About this task:
From the opening line of the records through the line bearing "See the changes.", set down every line exactly.

:: Listed records ::

PR #2365, opened 2022-06-09
fix: rewrite the section about migrating from Che 7.41

max-cx:

See the changes.

Preview: [Upgrading Che v7.41 on OpenShift Eclipse Che Documentation.pdf](https://github.com/eclipse-che/che-docs/files/8870257/Upgrading.Che.v7.41.on.OpenShift.Eclipse.Che.Documentation.pdf)

RHDEVDOCS-4132

7.46.x

## Pull request checklist

- Any procedure:
  - [ ] Successfully tested.
- Any page or link rename:

### DIFF
--- a/modules/administration-guide/pages/upgrading-che-7-41-on-openshift.adoc
+++ b/modules/administration-guide/pages/upgrading-che-7-41-on-openshift.adoc
@@ -11,8 +11,8 @@ The workspace engine and authentication system used up to and including {prod-pr
 
 .Prerequisites
 
-* An instance of {prod-prev-short} deployed on one of the xref:supported-platforms.adoc[], using the default internal PostgreSQL database, and with OpenShift OAuth enabled. See {prod-docs-url-enable-oauth}.
-* The following CLI tools are available:
+* An instance of {prod-prev-short} deployed on one of the xref:supported-platforms.adoc[]. The instance uses the default internal PostgreSQL database and has OpenShift OAuth enabled. See {prod-docs-url-enable-oauth}.
+* The following command line tools are available:
 ** `oc`
 ** `curl`
 ** `jq`
@@ -62,15 +62,18 @@ export PRE_MIGRATION_PRODUCT_SUBSCRIPTION_NAME={pre-migration-prod-subscription}
 <1> `{prod-namespace}` or another {orch-namespace} where {prod-prev-short} was previously installed.
 <2> `{prod-namespace}` or another {orch-namespace} where {prod-prev-short} was previously installed.
 
+. Run `chmod` on the downloaded scripts:
++
+[source,terminal]
+----
+$ chmod +x ./1-prepare.sh ./2-migrate.sh ./3-subscribe.sh ./4-wait.sh
+----
+
 . Run the migration scripts:
 +
 [source,terminal]
 ----
-$ chmod +x ./1-prepare.sh ./2-migrate.sh ./3-subscribe.sh ./4-wait.sh /
-./1-prepare.sh /
-./2-migrate.sh /
-./3-subscribe.sh /
-./4-wait.sh
+$ ./1-prepare.sh && ./2-migrate.sh && ./3-subscribe.sh && ./4-wait.sh
 ----
 
 .Verification
@@ -101,13 +104,22 @@ export PRE_MIGRATION_PRODUCT_OLM_CATALOG_SOURCE={pre-migration-prod-catalog-sour
 <1> `{prod-namespace}` or another {orch-namespace} where {prod-prev-short} was previously installed.
 <2> `{prod-namespace}` or another {orch-namespace} where {prod-prev-short} was previously installed.
 
-. Download and run the xref:attachment$migration/rollback.sh[rollback.sh] script.
+. Download the xref:attachment$migration/rollback.sh[rollback.sh] script.
+
+. Run `chmod` on the `rollback.sh` script:
 +
 [source,terminal]
 ----
-$ chmod +x ./rollback.sh /
-./rollback.sh
+$ chmod +x ./rollback.sh
 ----
+
+. Run the `rollback.sh` script.
++
+[source,terminal]
+----
+$ ./rollback.sh
+----
+
 
 .Verification
 
--- a/modules/administration-guide/pages/upgrading-che-7-41-on-openshift.adoc
+++ b/modules/administration-guide/pages/upgrading-che-7-41-on-openshift.adoc
@@ -11,26 +11,47 @@ The workspace engine and authentication system used up to and including {prod-pr
 
 .Prerequisites
 
-* An instance of {prod-prev-short} deployed on xref:supported-platforms.adoc[], using the default internal PostgreSQL database, and with OpenShift OAuth enabled. See {prod-docs-url-enable-oauth}.
-* Command line tools `oc`, `curl`, and `jq` are available.
+* An instance of {prod-prev-short} deployed on one of the xref:supported-platforms.adoc[], using the default internal PostgreSQL database, and with OpenShift OAuth enabled. See {prod-docs-url-enable-oauth}.
+* The following CLI tools are available:
+** `oc`
+** `curl`
+** `jq`
 * The host running the upgrade commands is running on Linux.
+* Optional:
+.. All changes from all workspaces have been commited and pushed to their Git remotes.
+.. All workspaces have been stopped to avoid UX degradation.
+.. The {prod-prev-short} data have been backed up. See {prod-docs-url-backup-recovery}.
 
 .Procedure
 
-. Optionally push back changes to Git repositories in all workspaces, stop all workspaces to avoid user experience degradation, and backup {prod-short} data. See {prod-docs-url-backup-recovery}.
+. Download xref:attachment$migration/1-prepare.sh[1-prepare.sh].
++
+`1-prepare.sh` is a migration script that shuts down {prod-prev-short} and {identity-provider}, fetches users data, and dumps the {prod-short} database.
+
+. Download xref:attachment$migration/2-migrate.sh[2-migrate.sh].
++
+`2-migrate.sh` is a migration script that fetches {prod-prev-short} {identity-provider} and database data, and repopulates the database with updated data.
+
+. Download xref:attachment$migration/3-subscribe.sh[3-subscribe.sh].
++
+`3-subscribe.sh` is a migration script that deletes {prod-prev-short} Operator and {identity-provider} resources, updates the CheCluster CR, and creates a new {prod-short} Operator subscription.
+
+. Download xref:attachment$migration/4-wait.sh[4-wait.sh].
++
+`4-wait.sh` is a migration script that waits until {prod-short} is ready, which can take more than 5 minutes.
 
 . Set the environment variables to use in the migration scripts:
 +
 [source,bash,subs="+attributes"]
 ----
-export INSTALLATION_NAMESPACE={prod-namespace} #<1>
+export INSTALLATION_NAMESPACE={prod-namespace} # <1>
 export PRODUCT_ID={prod-id}
 export PRODUCT_DEPLOYMENT_NAME={prod-deployment}
 export PRODUCT_OPERATOR_NAME={prod-operator}
 export PRODUCT_OLM_STABLE_CHANNEL={prod-stable-channel}
 export PRODUCT_OLM_CATALOG_SOURCE={prod-stable-channel-catalog-source}
 export PRODUCT_OLM_PACKAGE={prod-stable-channel-package}
-export PRE_MIGRATION_PRODUCT_OPERATOR_NAMESPACE={prod-namespace}  #<1>
+export PRE_MIGRATION_PRODUCT_OPERATOR_NAMESPACE={prod-namespace} # <2>
 export PRE_MIGRATION_PRODUCT_SHORT_ID={pre-migration-prod-id-short}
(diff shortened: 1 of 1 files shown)


tolusha (approved):

modules/administration-guide/pages/upgrading-che-7-41-on-openshift.adoc
```diff
@@ -11,67 +11,85 @@ The workspace engine and authentication system used up to and including {prod-pr
 
 .Prerequisites
 
-* An instance of {prod-prev-short} deployed on xref:supported-platforms.adoc[], using the default internal PostgreSQL database, and with OpenShift OAuth enabled. See {prod-docs-url-enable-oauth}.
-* Command line tools `oc`, `curl`, and `jq` are available.
+* An instance of {prod-prev-short} deployed on one of the xref:supported-platforms.adoc[], using the default internal PostgreSQL database, and with OpenShift OAuth enabled. See {prod-docs-url-enable-oauth}.
```
rolfedh:
```suggestion
* An instance of {prod-prev-short} running on one of the xref:supported-platforms.adoc[]. This instance uses the default internal PostgreSQL database and has OpenShift OAuth enabled. See {prod-docs-url-enable-oauth}.
```

modules/administration-guide/pages/upgrading-che-7-41-on-openshift.adoc
```diff
@@ -11,67 +11,85 @@ The workspace engine and authentication system used up to and including {prod-pr
...
+* The following CLI tools are available:
```
rolfedh:
```suggestion
* The following command line tools are available:
```

max-cx: Thank you, Rolfe.

modules/administration-guide/pages/upgrading-che-7-41-on-openshift.adoc
```diff
@@ -11,67 +11,85 @@ The workspace engine and authentication system used up to and including {prod-pr
...
+** `oc`
+** `curl`
+** `jq`
 * The host running the upgrade commands is running on Linux.
+* Optional:
+.. All changes from all workspaces have been commited and pushed to their Git remotes.
+.. All workspaces have been stopped to avoid UX degradation.
+.. The {prod-prev-short} data have been backed up. See {prod-docs-url-backup-recovery}.
```
rolfedh, line 23: - Would these be better as first steps in the procedure? 
- Instead of saying "optional," you can preface the step with a condition (precondition). That way, the user can decide if the condition applies to their situation.  
- Some steps, like backing up data, are so common they might not need the precondition.

For example:

```
. To avoid losing work, commit and push changes from all workspaces to their Git remotes.
. To avoid impacting users' experiences, stop all workspaces.
. Back up the {prod-prev-short} data. See {prod-docs-url-backup-recovery}.
```

modules/administration-guide/pages/upgrading-che-7-41-on-openshift.adoc
max-cx: @rolfedh, i applied it with a couple of minor tweaks:
```
* An instance of {prod-prev-short} deployed on one of the xref:supported-platforms.adoc[]. The instance uses the default internal PostgreSQL database and has OpenShift OAuth enabled. See {prod-docs-url-enable-oauth}. 
```

modules/administration-guide/pages/upgrading-che-7-41-on-openshift.adoc
```diff
@@ -11,67 +11,85 @@ The workspace engine and authentication system used up to and including {prod-pr
...
 
 .Procedure
 
-. Optionally push back changes to Git repositories in all workspaces, stop all workspaces to avoid user experience degradation, and backup {prod-short} data. See {prod-docs-url-backup-recovery}.
+. Download xref:attachment$migration/1-prepare.sh[1-prepare.sh].
```
rolfedh, line 27: Would it work better to batch these four steps into one. For example:
```suggestion
. Download the following migration scripts:
** xref:attachment$migration/1-prepare.sh[1-prepare.sh]: Shuts down {prod-prev-short} and {identity-provider}, fetches users data, and dumps the {prod-short} database.
** etc...
```

modules/administration-guide/pages/upgrading-che-7-41-on-openshift.adoc
```diff
@@ -11,67 +11,85 @@ The workspace engine and authentication system used up to and including {prod-pr
...
 export PRE_MIGRATION_PRODUCT_SHORT_ID={pre-migration-prod-id-short}
 export PRE_MIGRATION_PRODUCT_DEPLOYMENT_NAME={pre-migration-prod-deployment}
 export PRE_MIGRATION_PRODUCT_OPERATOR_NAME={pre-migration-prod-operator}
 export PRE_MIGRATION_PRODUCT_CHE_CLUSTER_CR_NAME={pre-migration-prod-checluster}
 export PRE_MIGRATION_PRODUCT_IDENTITY_PROVIDER_DEPLOYMENT_NAME={identity-provider-id}
 export PRE_MIGRATION_PRODUCT_SUBSCRIPTION_NAME={pre-migration-prod-subscription}
 ----
-<1> Adapt to the {orch-namespace} where {prod-short} is installed.
+<1> `{prod-namespace}` or another {orch-namespace} where {prod-prev-short} was previously installed.
+<2> `{prod-namespace}` or another {orch-namespace} where {prod-prev-short} was previously installed.
```
rolfedh, line 63: I'm not sure how these attributes render. Do they sound more like normal speech if you precede them with "The"? For example:
```suggestion
<1> The `{prod-namespace}` or another {orch-namespace} where {prod-prev-short} was previously installed.
<2> The `{prod-namespace}` or another {orch-namespace} where {prod-prev-short} was previously installed.
```

modules/administration-guide/pages/upgrading-che-7-41-on-openshift.adoc
```diff
@@ -11,67 +11,88 @@ The workspace engine and authentication system used up to and including {prod-pr
...
+. Download xref:attachment$migration/4-wait.sh[4-wait.sh].
++
+`4-wait.sh` is a migration script that waits until {prod-short} is ready, which can take more than 5 minutes.
 
 . Set the environment variables to use in the migration scripts:
 +
 [source,bash,subs="+attributes"]
 ----
-export INSTALLATION_NAMESPACE={prod-namespace} #<1>
+export INSTALLATION_NAMESPACE={prod-namespace} # <1>
```
rolfedh, line 47: Would it help to make the use or absence of command prompts consistent in this file? Or is this an exception because we expect the user to copy the whole block of commands? (For example, to edit the values in a text file, and then paste them to a terminal?)

modules/administration-guide/pages/upgrading-che-7-41-on-openshift.adoc
```diff
@@ -11,67 +11,88 @@ The workspace engine and authentication system used up to and including {prod-pr
...
+[source,terminal]
+----
+$ ./1-prepare.sh && ./2-migrate.sh && ./3-subscribe.sh && ./4-wait.sh
 ----
-<1> Shuts down {prod-prev-short} and {identity-provider}, fetch users data and dumps {prod-short} database.
-<2> Fetches {prod-prev-short} {identity-provider} and database data, and repopulates the database with updated data.
-<3> Deletes {prod-prev-short} Operator and {identity-provider} resources, updates CheCluster CR and creates a new {prod-short} Operator subscription.
-<4> Waits until {prod-short} is ready (it can take more than 5 minutes).
 
 .Verification
```
rolfedh, line 79: This seems to duplicate the `.Verification` on line 124.

rolfedh: Combine?

rolfedh: Or is that a verification of the rollback procedure?

modules/administration-guide/pages/upgrading-che-7-41-on-openshift.adoc
```diff
@@ -11,67 +11,88 @@ The workspace engine and authentication system used up to and including {prod-pr
...
 
 * Open {prod-short} dashboard and log in.
```
rolfedh, line 81: What should the user expect to see?

modules/administration-guide/pages/upgrading-che-7-41-on-openshift.adoc
```diff
@@ -11,67 +11,88 @@ The workspace engine and authentication system used up to and including {prod-pr
...
 
 [IMPORTANT]
 ====
-If migration fails, use the following steps to roll back to the previous {prod-prev-short} installation.
+If migration fails, use the following steps to roll back to the pre-migration {prod-prev-short} state.
```
rolfedh, line 85: Please move this procedure to a separate module and link to it.
Admonitions should be short, concise, and not contain procedures.

modules/administration-guide/pages/upgrading-che-7-41-on-openshift.adoc
max-cx: Rolfe, i like the wording in your suggestion. However, the third/last step would only apply to those admins who are already using the referenced functionality, which means it's definitively optional.

These steps were originally, as you can see in the diff, in the procedure as one first step, listed as a series in one sentence.
However, i'd like to avoid lumping all non-migration tasks and migration tasks into one procedure.
So I figured it'd make things clearer if i moved those into the prerequisites.

modules/administration-guide/pages/upgrading-che-7-41-on-openshift.adoc
rolfedh: In our Slack thread, we discussed this and decided it might be better to not use command prompts in this instance. Instead, we should tell the user to paste the block of commands into a text editor and insert the correct values before pasting the block of commands into a terminal.

modules/administration-guide/pages/upgrading-che-7-41-on-openshift.adoc
max-cx: Also, i'm not worried about the fact that with this layout and these extra points the list of prerequisites takes more lines that readers are used to seeing in Prerequisites. This is a very important procedure, so it's something that has to be approached with extra care anyway.

modules/administration-guide/pages/upgrading-che-7-41-on-openshift.adoc
```diff
@@ -80,16 +101,26 @@ export PRE_MIGRATION_PRODUCT_OLM_PACKAGE={pre-migration-prod-package}
...
 
-. Download and execute the rollback script: xref:attachment$migration/rollback.sh[rollback.sh].
+. Run `chmod` on the `rollback.sh` script:
 +
-[source,bash,subs="+attributes"]
+[source,terminal]
 ----
-chmod +x ./rollback.sh
-./rollback.sh
+$ chmod +x ./rollback.sh
```
nickboldt, line 113: seems overkill to split this into 2 steps, but :shrug:

rolfedh (approved):
/ltgm

rolfedh:
Pre-approved this PR to expedite merging.

modules/administration-guide/pages/upgrading-che-7-41-on-openshift.adoc
max-cx: Thanks, Rolfe, but this looks too crowded to me:

image

modules/administration-guide/pages/upgrading-che-7-41-on-openshift.adoc
rolfedh: @max-cx Sure, keeping it in the prerequisites is fine. We still need to inform the user of the basis for their choice. Stating that it's optional isn't enough.

modules/administration-guide/pages/upgrading-che-7-41-on-openshift.adoc
max-cx: This is how they're rendered:
image

I'd like to avoid `The` there, and I'm aware of the styleguide guidance to start a sentence with some capitalized word, but in this case adding `The` makes it more confusing in my opinion.

It's either (a) `eclipse-che` or (b) _another namespace_.

modules/administration-guide/pages/upgrading-che-7-41-on-openshift.adoc
rolfedh: It sounds like you should provide the user with a precondition for the third/last prerequisite.

modules/administration-guide/pages/upgrading-che-7-41-on-openshift.adoc
max-cx: Yes, that is a verification of the rollback procedure.

modules/administration-guide/pages/upgrading-che-7-41-on-openshift.adoc
max-cx: Thank you, Rolfe. I'll open an issue for this to be dealt with after the release.

modules/administration-guide/pages/upgrading-che-7-41-on-openshift.adoc
max-cx: Adding this question to the new issue.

:::

Completed task:
PR #2365, opened 2022-06-09
fix: rewrite the section about migrating from Che 7.41

max-cx:

See the changes.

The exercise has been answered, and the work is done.